PR #1221, opened 2020-05-13
Add option to move articles between reading lists

cooltey:
https://phabricator.wikimedia.org/T237152


app/src/main/java/org/wikipedia/readinglist/AddToReadingListDialog.java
======
*DIRECTIONS FOR THIS TASK:*
Go through the records and repeat each one exactly as written.

*SOLUTION:*
PR #1221, opened 2020-05-13
Add option to move articles between reading lists

cooltey:
https://phabricator.wikimedia.org/T237152


app/src/main/java/org/wikipedia/readinglist/AddToReadingListDialog.java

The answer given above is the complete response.